Would you print out every entry exactly as given?

*** Stored data Section Begins ***

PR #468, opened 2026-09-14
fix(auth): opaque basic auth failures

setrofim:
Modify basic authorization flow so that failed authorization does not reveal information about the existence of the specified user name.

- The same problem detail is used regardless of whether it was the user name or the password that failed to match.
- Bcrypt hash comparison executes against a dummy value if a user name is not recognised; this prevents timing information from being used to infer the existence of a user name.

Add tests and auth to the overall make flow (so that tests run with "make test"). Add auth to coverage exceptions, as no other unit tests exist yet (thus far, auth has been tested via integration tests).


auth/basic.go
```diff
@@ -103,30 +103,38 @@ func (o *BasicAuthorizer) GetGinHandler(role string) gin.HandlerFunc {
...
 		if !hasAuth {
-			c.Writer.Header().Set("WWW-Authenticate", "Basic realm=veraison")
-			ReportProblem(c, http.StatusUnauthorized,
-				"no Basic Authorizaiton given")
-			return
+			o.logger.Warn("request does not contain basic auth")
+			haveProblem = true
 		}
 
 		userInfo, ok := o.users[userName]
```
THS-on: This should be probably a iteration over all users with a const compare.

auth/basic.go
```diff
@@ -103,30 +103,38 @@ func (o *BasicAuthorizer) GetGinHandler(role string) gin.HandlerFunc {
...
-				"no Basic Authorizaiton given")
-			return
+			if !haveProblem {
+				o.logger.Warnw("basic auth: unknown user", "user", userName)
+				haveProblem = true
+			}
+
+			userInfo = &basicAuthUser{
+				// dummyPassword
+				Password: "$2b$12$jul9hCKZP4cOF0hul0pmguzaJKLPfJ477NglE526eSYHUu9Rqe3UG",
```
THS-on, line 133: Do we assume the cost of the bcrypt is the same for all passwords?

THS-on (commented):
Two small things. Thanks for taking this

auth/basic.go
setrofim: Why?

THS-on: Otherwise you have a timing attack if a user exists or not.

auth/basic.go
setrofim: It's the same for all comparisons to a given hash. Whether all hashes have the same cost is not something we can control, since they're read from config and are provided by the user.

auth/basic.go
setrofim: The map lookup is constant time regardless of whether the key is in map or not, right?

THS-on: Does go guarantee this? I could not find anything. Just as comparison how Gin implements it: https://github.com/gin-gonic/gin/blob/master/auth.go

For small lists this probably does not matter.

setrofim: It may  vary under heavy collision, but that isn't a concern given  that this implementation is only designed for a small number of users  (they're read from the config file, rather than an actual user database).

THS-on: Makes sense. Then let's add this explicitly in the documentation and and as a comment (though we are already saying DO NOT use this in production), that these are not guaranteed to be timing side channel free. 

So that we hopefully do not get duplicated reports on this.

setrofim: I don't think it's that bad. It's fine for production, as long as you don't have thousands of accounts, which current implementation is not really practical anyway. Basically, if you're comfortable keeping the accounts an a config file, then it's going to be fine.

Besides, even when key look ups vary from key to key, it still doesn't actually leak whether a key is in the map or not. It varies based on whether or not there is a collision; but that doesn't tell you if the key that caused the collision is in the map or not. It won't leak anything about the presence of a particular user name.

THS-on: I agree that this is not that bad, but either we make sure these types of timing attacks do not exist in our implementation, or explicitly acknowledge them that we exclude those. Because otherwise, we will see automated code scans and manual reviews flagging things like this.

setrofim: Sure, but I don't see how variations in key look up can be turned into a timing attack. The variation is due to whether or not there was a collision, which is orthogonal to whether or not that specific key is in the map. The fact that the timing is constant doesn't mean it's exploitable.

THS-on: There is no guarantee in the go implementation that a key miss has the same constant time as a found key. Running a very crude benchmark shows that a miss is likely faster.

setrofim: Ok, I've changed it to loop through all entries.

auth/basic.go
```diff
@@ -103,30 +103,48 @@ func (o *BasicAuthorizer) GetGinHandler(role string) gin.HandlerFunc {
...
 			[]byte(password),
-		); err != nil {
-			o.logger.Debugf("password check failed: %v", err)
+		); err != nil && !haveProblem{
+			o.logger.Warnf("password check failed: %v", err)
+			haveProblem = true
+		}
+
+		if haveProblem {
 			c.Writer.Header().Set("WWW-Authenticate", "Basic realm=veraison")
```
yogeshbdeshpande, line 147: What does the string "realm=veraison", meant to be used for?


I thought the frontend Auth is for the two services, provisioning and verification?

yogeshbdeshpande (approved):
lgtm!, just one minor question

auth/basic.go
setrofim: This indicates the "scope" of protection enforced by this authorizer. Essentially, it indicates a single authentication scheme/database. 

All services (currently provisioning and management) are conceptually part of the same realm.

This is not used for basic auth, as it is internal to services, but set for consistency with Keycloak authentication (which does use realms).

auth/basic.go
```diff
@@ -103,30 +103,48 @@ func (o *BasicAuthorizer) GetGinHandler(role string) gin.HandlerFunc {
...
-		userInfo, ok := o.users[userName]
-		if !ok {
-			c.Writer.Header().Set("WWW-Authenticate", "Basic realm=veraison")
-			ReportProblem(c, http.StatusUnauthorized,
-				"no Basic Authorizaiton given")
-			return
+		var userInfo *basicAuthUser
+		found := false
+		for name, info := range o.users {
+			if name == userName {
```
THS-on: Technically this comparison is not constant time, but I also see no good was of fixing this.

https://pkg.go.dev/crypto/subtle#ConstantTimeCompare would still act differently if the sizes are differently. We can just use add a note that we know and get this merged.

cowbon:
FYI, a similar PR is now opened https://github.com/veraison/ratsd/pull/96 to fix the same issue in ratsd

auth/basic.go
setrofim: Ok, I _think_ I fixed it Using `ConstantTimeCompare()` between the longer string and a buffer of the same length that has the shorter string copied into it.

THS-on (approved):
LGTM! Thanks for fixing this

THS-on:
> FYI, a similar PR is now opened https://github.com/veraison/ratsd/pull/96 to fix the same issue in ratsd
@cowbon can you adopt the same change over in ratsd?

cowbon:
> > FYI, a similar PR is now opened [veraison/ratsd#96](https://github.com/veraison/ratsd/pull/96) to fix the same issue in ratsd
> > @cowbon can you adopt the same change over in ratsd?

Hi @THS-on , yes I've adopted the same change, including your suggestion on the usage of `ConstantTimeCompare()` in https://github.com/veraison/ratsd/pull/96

*** Stored data Section Ends ***

#### Output:
PR #468, opened 2026-09-14
fix(auth): opaque basic auth failures

setrofim:
Modify basic authorization flow so that failed authorization does not reveal information about the existence of the specified user name.

- The same problem detail is used regardless of whether it was the user name or the password that failed to match.
- Bcrypt hash comparison executes against a dummy value if a user name is not recognised; this prevents timing information from being used to infer the existence of a user name.

Add tests and auth to the overall make flow (so that tests run with "make test"). Add auth to coverage exceptions, as no other unit tests exist yet (thus far, auth has been tested via integration tests).


auth/basic.go
```diff
@@ -103,30 +103,38 @@ func (o *BasicAuthorizer) GetGinHandler(role string) gin.HandlerFunc {
...
 		if !hasAuth {
-			c.Writer.Header().Set("WWW-Authenticate", "Basic realm=veraison")
-			ReportProblem(c, http.StatusUnauthorized,
-				"no Basic Authorizaiton given")
-			return
+			o.logger.Warn("request does not contain basic auth")
+			haveProblem = true
 		}
 
 		userInfo, ok := o.users[userName]
```
THS-on: This should be probably a iteration over all users with a const compare.

auth/basic.go
```diff
@@ -103,30 +103,38 @@ func (o *BasicAuthorizer) GetGinHandler(role string) gin.HandlerFunc {
...
-				"no Basic Authorizaiton given")
-			return
+			if !haveProblem {
+				o.logger.Warnw("basic auth: unknown user", "user", userName)
+				haveProblem = true
+			}
+
+			userInfo = &basicAuthUser{
+				// dummyPassword
+				Password: "$2b$12$jul9hCKZP4cOF0hul0pmguzaJKLPfJ477NglE526eSYHUu9Rqe3UG",
```
THS-on, line 133: Do we assume the cost of the bcrypt is the same for all passwords?

THS-on (commented):
Two small things. Thanks for taking this

auth/basic.go
setrofim: Why?

THS-on: Otherwise you have a timing attack if a user exists or not.

auth/basic.go
setrofim: It's the same for all comparisons to a given hash. Whether all hashes have the same cost is not something we can control, since they're read from config and are provided by the user.

auth/basic.go
setrofim: The map lookup is constant time regardless of whether the key is in map or not, right?

THS-on: Does go guarantee this? I could not find anything. Just as comparison how Gin implements it: https://github.com/gin-gonic/gin/blob/master/auth.go

For small lists this probably does not matter.

setrofim: It may  vary under heavy collision, but that isn't a concern given  that this implementation is only designed for a small number of users  (they're read from the config file, rather than an actual user database).

THS-on: Makes sense. Then let's add this explicitly in the documentation and and as a comment (though we are already saying DO NOT use this in production), that these are not guaranteed to be timing side channel free. 

So that we hopefully do not get duplicated reports on this.

setrofim: I don't think it's that bad. It's fine for production, as long as you don't have thousands of accounts, which current implementation is not really practical anyway. Basically, if you're comfortable keeping the accounts an a config file, then it's going to be fine.

Besides, even when key look ups vary from key to key, it still doesn't actually leak whether a key is in the map or not. It varies based on whether or not there is a collision; but that doesn't tell you if the key that caused the collision is in the map or not. It won't leak anything about the presence of a particular user name.

THS-on: I agree that this is not that bad, but either we make sure these types of timing attacks do not exist in our implementation, or explicitly acknowledge them that we exclude those. Because otherwise, we will see automated code scans and manual reviews flagging things like this.

setrofim: Sure, but I don't see how variations in key look up can be turned into a timing attack. The variation is due to whether or not there was a collision, which is orthogonal to whether or not that specific key is in the map. The fact that the timing is constant doesn't mean it's exploitable.

THS-on: There is no guarantee in the go implementation that a key miss has the same constant time as a found key. Running a very crude benchmark shows that a miss is likely faster.

setrofim: Ok, I've changed it to loop through all entries.

auth/basic.go
```diff
@@ -103,30 +103,48 @@ func (o *BasicAuthorizer) GetGinHandler(role string) gin.HandlerFunc {
...
 			[]byte(password),
-		); err != nil {
-			o.logger.Debugf("password check failed: %v", err)
+		); err != nil && !haveProblem{
+			o.logger.Warnf("password check failed: %v", err)
+			haveProblem = true
+		}
+
+		if haveProblem {
 			c.Writer.Header().Set("WWW-Authenticate", "Basic realm=veraison")
```
yogeshbdeshpande, line 147: What does the string "realm=veraison", meant to be used for?


I thought the frontend Auth is for the two services, provisioning and verification?

yogeshbdeshpande (approved):
lgtm!, just one minor question

auth/basic.go
setrofim: This indicates the "scope" of protection enforced by this authorizer. Essentially, it indicates a single authentication scheme/database. 

All services (currently provisioning and management) are conceptually part of the same realm.

This is not used for basic auth, as it is internal to services, but set for consistency with Keycloak authentication (which does use realms).

auth/basic.go
```diff
@@ -103,30 +103,48 @@ func (o *BasicAuthorizer) GetGinHandler(role string) gin.HandlerFunc {
...
-		userInfo, ok := o.users[userName]
-		if !ok {
-			c.Writer.Header().Set("WWW-Authenticate", "Basic realm=veraison")
-			ReportProblem(c, http.StatusUnauthorized,
-				"no Basic Authorizaiton given")
-			return
+		var userInfo *basicAuthUser
+		found := false
+		for name, info := range o.users {
+			if name == userName {
```
THS-on: Technically this comparison is not constant time, but I also see no good was of fixing this.

https://pkg.go.dev/crypto/subtle#ConstantTimeCompare would still act differently if the sizes are differently. We can just use add a note that we know and get this merged.

cowbon:
FYI, a similar PR is now opened https://github.com/veraison/ratsd/pull/96 to fix the same issue in ratsd

auth/basic.go
setrofim: Ok, I _think_ I fixed it Using `ConstantTimeCompare()` between the longer string and a buffer of the same length that has the shorter string copied into it.

THS-on (approved):
LGTM! Thanks for fixing this

THS-on:
> FYI, a similar PR is now opened https://github.com/veraison/ratsd/pull/96 to fix the same issue in ratsd
@cowbon can you adopt the same change over in ratsd?

cowbon:
> > FYI, a similar PR is now opened [veraison/ratsd#96](https://github.com/veraison/ratsd/pull/96) to fix the same issue in ratsd
> > @cowbon can you adopt the same change over in ratsd?

Hi @THS-on , yes I've adopted the same change, including your suggestion on the usage of `ConstantTimeCompare()` in https://github.com/veraison/ratsd/pull/96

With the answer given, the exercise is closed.